** Materials provided follows **

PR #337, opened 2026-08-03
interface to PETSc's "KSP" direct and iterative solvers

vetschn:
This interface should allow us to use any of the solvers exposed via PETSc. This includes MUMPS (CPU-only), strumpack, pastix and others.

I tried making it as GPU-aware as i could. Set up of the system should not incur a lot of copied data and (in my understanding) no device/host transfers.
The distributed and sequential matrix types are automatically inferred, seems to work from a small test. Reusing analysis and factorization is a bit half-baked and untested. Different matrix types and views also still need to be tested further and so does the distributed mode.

** End of Materials provided **
** Materials provided follows **

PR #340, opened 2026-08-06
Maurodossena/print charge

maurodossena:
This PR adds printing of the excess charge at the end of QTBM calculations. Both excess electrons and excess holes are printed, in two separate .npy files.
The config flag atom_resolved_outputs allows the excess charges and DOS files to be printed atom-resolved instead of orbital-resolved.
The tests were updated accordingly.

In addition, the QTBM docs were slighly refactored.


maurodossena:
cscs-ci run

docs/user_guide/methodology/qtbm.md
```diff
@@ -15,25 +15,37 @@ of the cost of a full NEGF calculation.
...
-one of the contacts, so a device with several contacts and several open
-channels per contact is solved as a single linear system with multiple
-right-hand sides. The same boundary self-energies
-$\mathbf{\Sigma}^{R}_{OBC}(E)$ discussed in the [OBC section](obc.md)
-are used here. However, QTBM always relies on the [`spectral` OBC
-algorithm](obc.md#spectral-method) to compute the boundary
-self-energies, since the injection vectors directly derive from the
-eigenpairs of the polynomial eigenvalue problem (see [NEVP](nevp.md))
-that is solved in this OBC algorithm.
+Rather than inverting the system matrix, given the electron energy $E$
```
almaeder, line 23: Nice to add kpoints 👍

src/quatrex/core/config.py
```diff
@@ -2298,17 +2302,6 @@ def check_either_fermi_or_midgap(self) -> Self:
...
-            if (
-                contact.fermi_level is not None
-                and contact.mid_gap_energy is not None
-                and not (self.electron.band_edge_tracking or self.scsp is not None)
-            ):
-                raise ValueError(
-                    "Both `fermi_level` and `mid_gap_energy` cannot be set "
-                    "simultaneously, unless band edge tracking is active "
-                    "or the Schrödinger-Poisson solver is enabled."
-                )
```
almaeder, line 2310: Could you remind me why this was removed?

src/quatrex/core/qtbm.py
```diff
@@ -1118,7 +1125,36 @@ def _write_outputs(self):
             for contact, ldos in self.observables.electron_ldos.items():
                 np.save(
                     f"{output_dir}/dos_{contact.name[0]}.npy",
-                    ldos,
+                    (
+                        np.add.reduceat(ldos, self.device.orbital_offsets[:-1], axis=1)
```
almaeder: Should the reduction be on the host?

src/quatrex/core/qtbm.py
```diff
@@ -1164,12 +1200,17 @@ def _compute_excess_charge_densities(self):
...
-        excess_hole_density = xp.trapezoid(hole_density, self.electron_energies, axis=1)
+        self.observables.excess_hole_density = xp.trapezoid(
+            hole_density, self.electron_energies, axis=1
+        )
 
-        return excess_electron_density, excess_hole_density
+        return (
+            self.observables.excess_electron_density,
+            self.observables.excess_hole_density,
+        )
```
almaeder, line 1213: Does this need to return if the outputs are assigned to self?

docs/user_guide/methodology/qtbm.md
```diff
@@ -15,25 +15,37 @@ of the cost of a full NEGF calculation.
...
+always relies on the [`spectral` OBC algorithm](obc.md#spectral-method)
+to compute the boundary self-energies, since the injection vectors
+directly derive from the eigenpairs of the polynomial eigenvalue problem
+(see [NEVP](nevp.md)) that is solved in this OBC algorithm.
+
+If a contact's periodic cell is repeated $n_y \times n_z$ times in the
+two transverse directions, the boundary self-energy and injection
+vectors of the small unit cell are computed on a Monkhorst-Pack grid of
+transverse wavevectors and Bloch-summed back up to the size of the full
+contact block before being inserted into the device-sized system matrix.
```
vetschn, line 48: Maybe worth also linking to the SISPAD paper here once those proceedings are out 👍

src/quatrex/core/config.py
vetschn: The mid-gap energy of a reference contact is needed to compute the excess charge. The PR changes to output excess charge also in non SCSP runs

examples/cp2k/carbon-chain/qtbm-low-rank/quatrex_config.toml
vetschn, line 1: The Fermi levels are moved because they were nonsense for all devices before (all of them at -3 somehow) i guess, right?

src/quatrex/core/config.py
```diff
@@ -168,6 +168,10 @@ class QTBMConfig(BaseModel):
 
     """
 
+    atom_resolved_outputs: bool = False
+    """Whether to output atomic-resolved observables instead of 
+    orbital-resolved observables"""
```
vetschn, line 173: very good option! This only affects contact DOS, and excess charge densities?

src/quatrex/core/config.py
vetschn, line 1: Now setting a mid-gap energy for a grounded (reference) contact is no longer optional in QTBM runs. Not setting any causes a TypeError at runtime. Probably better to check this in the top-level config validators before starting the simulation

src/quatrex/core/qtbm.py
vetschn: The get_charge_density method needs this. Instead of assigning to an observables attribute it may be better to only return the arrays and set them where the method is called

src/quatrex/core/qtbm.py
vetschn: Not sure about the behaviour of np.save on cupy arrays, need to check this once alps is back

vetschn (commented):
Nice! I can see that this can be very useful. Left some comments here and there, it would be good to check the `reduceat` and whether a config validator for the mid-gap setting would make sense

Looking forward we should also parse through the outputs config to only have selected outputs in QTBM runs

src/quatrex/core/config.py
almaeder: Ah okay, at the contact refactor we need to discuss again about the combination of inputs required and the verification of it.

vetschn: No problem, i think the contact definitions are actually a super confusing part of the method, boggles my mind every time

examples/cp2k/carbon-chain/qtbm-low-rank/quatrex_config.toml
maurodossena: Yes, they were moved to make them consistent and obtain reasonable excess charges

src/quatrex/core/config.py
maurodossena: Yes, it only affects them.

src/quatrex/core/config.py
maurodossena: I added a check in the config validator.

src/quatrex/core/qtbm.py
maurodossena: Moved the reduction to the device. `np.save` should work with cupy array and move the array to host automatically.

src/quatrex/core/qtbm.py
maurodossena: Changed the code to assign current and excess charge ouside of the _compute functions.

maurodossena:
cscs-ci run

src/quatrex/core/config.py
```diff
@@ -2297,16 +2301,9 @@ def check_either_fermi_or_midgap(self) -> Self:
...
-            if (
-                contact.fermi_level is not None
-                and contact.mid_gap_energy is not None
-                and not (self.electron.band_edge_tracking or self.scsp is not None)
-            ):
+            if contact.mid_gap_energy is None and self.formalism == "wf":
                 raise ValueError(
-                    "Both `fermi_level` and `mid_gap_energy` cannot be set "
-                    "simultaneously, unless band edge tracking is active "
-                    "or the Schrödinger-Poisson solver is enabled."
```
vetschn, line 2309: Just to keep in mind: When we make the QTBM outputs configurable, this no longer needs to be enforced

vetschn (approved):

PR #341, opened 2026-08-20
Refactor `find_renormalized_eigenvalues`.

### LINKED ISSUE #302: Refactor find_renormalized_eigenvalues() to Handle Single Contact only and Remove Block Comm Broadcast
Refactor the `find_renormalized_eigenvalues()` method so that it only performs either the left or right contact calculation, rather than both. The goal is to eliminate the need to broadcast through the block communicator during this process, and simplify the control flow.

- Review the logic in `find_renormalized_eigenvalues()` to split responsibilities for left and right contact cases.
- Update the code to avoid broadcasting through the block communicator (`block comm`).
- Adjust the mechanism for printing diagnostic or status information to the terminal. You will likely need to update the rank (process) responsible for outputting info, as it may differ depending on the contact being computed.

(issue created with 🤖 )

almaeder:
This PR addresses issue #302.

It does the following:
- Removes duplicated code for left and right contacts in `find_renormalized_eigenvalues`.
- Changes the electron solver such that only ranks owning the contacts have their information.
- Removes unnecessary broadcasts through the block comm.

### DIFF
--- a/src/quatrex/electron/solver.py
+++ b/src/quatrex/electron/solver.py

** End of Materials provided **

**Task prompt:**
Starting at the line above that contains "PR #337, opened 2026-08-03", repeat each line exactly up to and including the line that contains "This interface should", and stop there.

**Exercise output:**
PR #337, opened 2026-08-03
interface to PETSc's "KSP" direct and iterative solvers

vetschn:
This interface should allow us to use any of the solvers exposed via PETSc. This includes MUMPS (CPU-only), strumpack, pastix and others.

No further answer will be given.